As the world shifts to new energy sources, the competition between sodium-ion and lithium-ion batteries is intensifying. Currently, lithium-ion batteries lead the market, but sodium-ion batteries are gaining attention due to some appealing advantages. Let’s explore what makes each unique, their pros and cons, and their potential future directions.
What Are Sodium-ion Batteries?
The sodium-ion battery (SIB) is a recharged battery using sodium ions (Na⁺) as charge carriers. It comprises a sodium-containing cathode, an anode, and a liquid electrolyte. During charging, sodium ions are extracted and inserted into the anode, while discharging occurs reversely.
There are various types of Sodium-ion batteries, including NaMnO2, Na3V2(PO4)2F3 and Na2FeFe(CN)6.
NaMnO₂ (Layered Oxide)
- Working Voltage: 3.2 V; operational range: -40°C to 80°C.
- Cycle Life: Up to 4,500 cycles in lab prototypes with structural optimization (e.g., boron doping).
- Challenges: Rapid capacity decay (20 cycles) due to Mn³⁺ phase transitions; modified variants improve stability.
Na₃V₂(PO₄)₂F₃ (NVPF, NASICON-type)
- Energy Density: 75 Wh/kg at 1C rate; high voltage plateaus at 3.7 V and 4.2 V.
- Cycle Stability: Over 4,000 cycles in full-cell configurations due to carbon coatings and electrolyte additives (e.g., FEC).
- Applications: Suitable for grid storage and EVs due to thermal resilience and long lifespan.
Na₂FeFe(CN)₆ (Prussian White)
- Performance: Achieves 160 Wh/kg energy density with 3,000 cycles when paired with hard carbon anodes; benefits from fast Na⁺ diffusion in a cubic framework.
- Advantages: Low-temperature compatibility (-20°C with 80% capacity retention) and scalable synthesis, commercialized by CATL.
What Are Lithium-ion Batteries?
Lithium-ion batteries have evolved significantly over the years, with the first developed in the 1970s. They consist of four main components: cathode, anode, electrolyte, and separator.
The cathode determines capacity and voltage, while the anode directs electrons through a wire. The chất điện phân enables lithium ion movement between the cathode and anode for safe electricity flow. High ionic conductivity materials facilitate this movement, which varies based on electrolyte type.
There are six main types of lithium batteries; more information can be found here.
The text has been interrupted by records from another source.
Issue #2308, opened 2016-09-02
Git history window is too small


bmicklea:
When using the Git History in the UI the actual history window at the bottom is much too small, it makes it hard to use.
1. Open a project with a long git history
2. Select a step in the history
3. Try to read the git history in a very small window :(

**Expected behavior:**
It would be nice to be able to resize the git history viewing window so that on a large screen I can see much more of the history.

**Che version:**    4.7
**OS and version:**  Mac OSX 10.11.6 and beta.codenvy.com 4.7
**Docker version:** 1.12.1
**Che install:**    Docker container

RomanNikitenko:
The history window with default size looks like:
![default_size](https://cloud.githubusercontent.com/assets/5676062/19598744/1dc7b5cc-97a5-11e6-9569-d3443465c638.png)
We can resize this one like this, for example:
![resize](https://cloud.githubusercontent.com/assets/5676062/19598751/2f69df1c-97a5-11e6-90a0-4b152300e07a.png)
@bmicklea 
Could you clarify what new behavior do you prefer?
Do we need change default size or we need find a more appropriate place for this window?

bmicklea:
Yes, please make the default size 3x wider.

bmicklea:
@RomanNikitenko is this still in code review?  If so can we get a review and merge please?

bmicklea:
@vparfonov this is part of 5.0.0 isn't it?

RomanNikitenko:
We have some merged changes related to setting size of part stacks. So I need to check and update my pull request.

RomanNikitenko:
AFAIK we have the new visual Git history window, so the issue can be closed as fixed by https://github.com/eclipse/che/pull/3799
@bmicklea WDYT?

bmicklea:
Fixed by #3799

PR #2931, opened 2016-10-28
CHE-2308. Use own size of part when part stack size is too small for the content of the part

RomanNikitenko:
### What does this PR do?

We use default size for all part stacks now.
After applying my changes we will have next behavior:
 - for example you open Git History first, it uses 550 width. You open Pull Request panel while Git History was still displayed, it uses 550 width too.
 - you open Git History first, it uses 550 width. You close Git History and then open Pull Request panel while nothing was displayed on the right part, it uses default size (260) width.
- you open Pull Request first, it uses 260 width. You open Git History while Pull Request was still displaying on the right, it uses 550 width.
- you open Pull Request first, it uses 260 width. You close Pull Request and then open Git History panel while nothing was displayed on the right part, it uses 550 width.

This behavior will be apply for all part stacks. 
We use default size (260) for all parts except Git history part (it will be 550). 
#2308

history_pullreq_menu

### DIFF
--- a/ide/che-core-ide-app/src/main/java/org/eclipse/che/ide/part/PartStackPresenter.java
+++ b/ide/che-core-ide-app/src/main/java/org/eclipse/che/ide/part/PartStackPresenter.java
@@ -41,6 +41,9 @@ import java.util.LinkedHashMap;
 import java.util.List;
 import java.util.Map;
 
+import static org.eclipse.che.ide.api.parts.PartPresenter.DEFAULT_PART_SIZE;
+import static org.eclipse.che.ide.api.parts.PartPresenter.MIN_PART_SIZE;
+
 /**
  * Implements "Tab-like" UI Component, that accepts PartPresenters as child elements.
  * <p/>
@@ -53,13 +56,6 @@ import java.util.Map;
  * @author Valeriy Svydenko
  */
 public class PartStackPresenter implements Presenter, PartStackView.ActionDelegate, PartButton.ActionDelegate, PartStack {
-
-    /** The default size for the part. */
-    private static final double DEFAULT_PART_SIZE = 260;
-
-    /** The minimum allowable size for the part. */
-    private static final int MIN_PART_SIZE = 100;
-
     private final WorkBenchPartController         workBenchPartController;
     private final PartsComparator                 partsComparator;
     private final Map<PartPresenter, Constraints> constraints;
@@ -113,8 +109,8 @@ public class PartStackPresenter implements Presenter, PartStackView.ActionDelega
         };
 
         if (workBenchPartController != null) {
-            this.workBenchPartController.setSize(DEFAULT_PART_SIZE);
             this.workBenchPartController.setMinSize(MIN_PART_SIZE);
+            this.workBenchPartController.setSize(DEFAULT_PART_SIZE);
         }
 
         currentSize = DEFAULT_PART_SIZE;
@@ -210,15 +206,8 @@ public class PartStackPresenter implements Presenter, PartStackView.ActionDelega
 
         if (state == State.MINIMIZED) {
             state = State.NORMAL;
-
-            if (currentSize < MIN_PART_SIZE) {
-                currentSize = DEFAULT_PART_SIZE;
-            }
-
-            workBenchPartController.setSize(currentSize);
-            workBenchPartController.setMinSize(MIN_PART_SIZE);
+            updateWorkBenchPartSize();
             workBenchPartController.setHidden(false);
-
         } else if (state == State.COLLAPSED) {
             // Collapsed state means the other part stack is maximized.
             // Ask the delegate to restore part stacks.
@@ -227,11 +216,7 @@ public class PartStackPresenter implements Presenter, PartStackView.ActionDelega
             }
 
         } else if (state == State.NORMAL) {
-            if (workBenchPartController.getSize() < MIN_PART_SIZE) {
-                workBenchPartController.setMinSize(MIN_PART_SIZE);
-                workBenchPartController.setSize(DEFAULT_PART_SIZE);
-            }
-
+            updateWorkBenchPartSize();
             workBenchPartController.setHidden(false);
         }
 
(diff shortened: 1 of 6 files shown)


slemeur:
Looks good for Git History.
Does that mean that it changed the default sizes for all panels displayed on the right? 

I'm asking this because, obviously the default width for the _Pull Request_ Panel and the _Git History_ should not be the same - it should depend on the feature displayed.

RomanNikitenko:
@slemeur 
You are right, these changes apply for tooling part stack, so for Pull Request Panel  as well as for the Git History.
As far as I remember we had issue some times ago to avoid jumps when we are switching between parts of the same part stack: between Events and Processes area for example. So I have applied this behavior for Pull request panel and  Git History panel.
But I'm interested in your opinion - WDYT?

slemeur:
I think that changing the sizes of the panel, once it has been opened would be ugly.

Imagine the following use case:
1- Open _Pull Request_ panel --> small width for right part
2- Open _Git History_ panel --> large width for right part
3- Open _Pull Request_ panel --> small width for right part
It will show a lot of redrawing which would not really be friendly to the user.

There are probably a tradeoff possible, by increasing the width of the right part - only if the user try to display a panel which require it.

We would have the following use cases:
1- Open _Pull Request_ panel --> small width for right part
2- Open _Git History_ panel --> large width for right part
3- Open _Pull Request_ panel --> width for right part stay large
And until the user has not opened _git history_ we keep displaying it small.

This way we avoid constant redrawing and situation where the right part is too small for the content of the panel.

Does it make sense to you? 

Maybe - for the time being it is overkill, but we can fill an improvement for that behavior.

RomanNikitenko:
@slemeur 
So do you prefer different default size for Git History panel and  for Pull request panel?

Before my changes we had default size for both panel: 260
After my changes default size for both panel is: 750

Do you prefer follow default size:
- for Git History panel - 750
- for Pull request panel - 260

slemeur:
Yeah, but I'd like the width being updated only if more space is needed.

So for example:
- you open _Git History_ first, it uses 750 width. You open _Pull Request_ panel while _Git History_ was still displayed, it uses 750 width too.
- you open _Git History_ first, it uses 750 width. You close _Git History_ and then open _Pull Request_ panel while nothing was displayed on the right part, it uses 260 width.
- you open _Pull Request_ first, it uses 260 width. You open _Git History_ while _Pull Request_ was still displaying on the right, it uses 750 width.
- you open _Pull Request_ first, it uses 260 width. You close _Pull Request_ and then open _Git History_ panel while nothing was displayed on the right part, it uses 750 width.

750 by default for **all** panel is too much.

RomanNikitenko:
thank you, Stevan!
Now it more clear for me.
But I still have questions.
Current behavior also includes the following: we remember size when user resizes a part stack. For example:  
- user opens Processes panel with default size = 260
- user resizes it to 550
- user closes Processes panel

At this moment we remember 550 as size for bottom part stack.
So we will use 550 size when user opens Processes panel or Events panel as well.
I think we need to override this behavior for right part stack, otherwise corresponding the new behavior imagine the following use case:
- user opens Git History first, it uses default size. 
- user resizes it to a half of screen size.
- user opens Pull Request panel while Git History was still displayed - we remember this size as size for right part stack
- Pull Request panel is displayed with a half of screen size.

What size we need to remember for right part stack?
Do we need to remember own size for each part (not for part stack)?
So do we need to have different way of handling left, right and bottom part stacks?

slemeur:
Thanks Roman. 

We need to find a solution which will be the same for each part stacks, not only for right part stack - otherwise it will be confusing for the user. 

I think that it does not change the main goal that we want to achieve, we want to avoid situations where the user will see the size changing as he is switching between panels. 

Let's keep the rule defined with the previous comments and override it once the user manually resized a part (all: left, right, bottom). If a user manually resized a part, we use it as default for all panels of the part.

TylerJewell:
@vparfonov @RomanNikitenko - lets plan to update these files and get them merged in the next sprint. If you have 30 minutes this week, it would be nice to go ahead and do that now.  Cleaning up old PRs.

RomanNikitenko:
@slemeur @vparfonov I have updated pull request - please review.

slemeur:
@RomanNikitenko: Have you applied the latest comment I gave on this PR?

btw - you can use reviewers for the PR, it helps anybody to see who must validate the PR before merging it.
screen shot 2017-01-19 at 15 06 07

RomanNikitenko:
@slemeur 
- I have updated video which displays new behavior
- thank you for your advice about reviewers - I will use it!

ide/che-core-ide-app/src/main/java/org/eclipse/che/ide/part/PartStackPresenter.java
```diff
@@ -496,6 +476,15 @@ public void onTabClicked(@NotNull TabItem selectedTab) {
...
         selectActiveTab(activeTab);
+
+        final double workbenchPartSize = workBenchPartController.getSize();
+        if (state != State.MAXIMIZED && isSizeOverridden(workbenchPartSize)) {
+            currentSize = workbenchPartSize;
+        }
+
+        if (activePart != null) {
+            updateWorkBenchPartSize();
+        }
```
vitaliy-guliy, line 487: Could you please add comments on new blocks you are added?
It will help developers to understand the logic of the code.

ide/che-core-ide-app/src/main/java/org/eclipse/che/ide/part/PartStackPresenter.java
```diff
@@ -510,10 +499,56 @@ public void showPartMenu(int mouseX, int mouseY) {
...
+
+        if (workBenchPartSize < partSize) {
+            return partSize; //use own size of part when part need more size than current size of workbench part
+        } else {
+            return workBenchPartSize; //use current size of workbench part when this one has enough place for the part
+        }
+    }
+
+    private boolean isSizeOverridden(double size) {
```
vitaliy-guliy, line 541: Could you please add a little comments on methods?

ide/che-core-ide-app/src/main/java/org/eclipse/che/ide/part/PartStackPresenter.java
RomanNikitenko: Done!

ide/che-core-ide-app/src/main/java/org/eclipse/che/ide/part/PartStackPresenter.java
RomanNikitenko: Done!

vparfonov (approved):

RomanNikitenko:
Fixed by #3799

Sodium-ion Battery vs Lithium-ion Battery
When comparing sodium-ion and lithium-ion batteries, a comparison table offers a clear view of their differences.
| Features | Sodium-ion Battery | Lithium-ion Battery |
| Material Availability | Abundant | Limited |
| Tác động môi trường | Eco-friendly | Less eco-friendly |
| Trị giá | Cheap | Cao |
| Phạm vi nhiệt độ hoạt động | Cao hơn | Cao |
| Vòng đời | Cao | Cao |
| Power Density | Thấp | Cao |
| Charge Time | Nhanh hơn | Fast |
Challenges for Sodium-ion Battery
Sodium-ion battery manufacturing faces several challenges before it can replace lithium-ion batteries.
- There is no established supply chain for materials, and few companies are involved, leading to higher costs.
- The technology is still developing, limiting design flexibility and resulting in lower density and storage capacity compared to lithium batteries.
- Sodium-ion batteries have a cycle life of 5,000 cycles, significantly lower than the 6,000 cycles of commercial lithium iron phosphate batteries.
Can Sodium-based Batteries Replace Lithium-ion Batteries?
Sodium-ion batteries could be a great alternative to lithium-ion ones, but they face some hurdles before they can truly take off.
To become the go-to choice for energy storage, they need to improve their technical performance. Researchers are working hard to make these batteries more stable and affordable, while companies are busy establishing a solid supply chain for the necessary materials.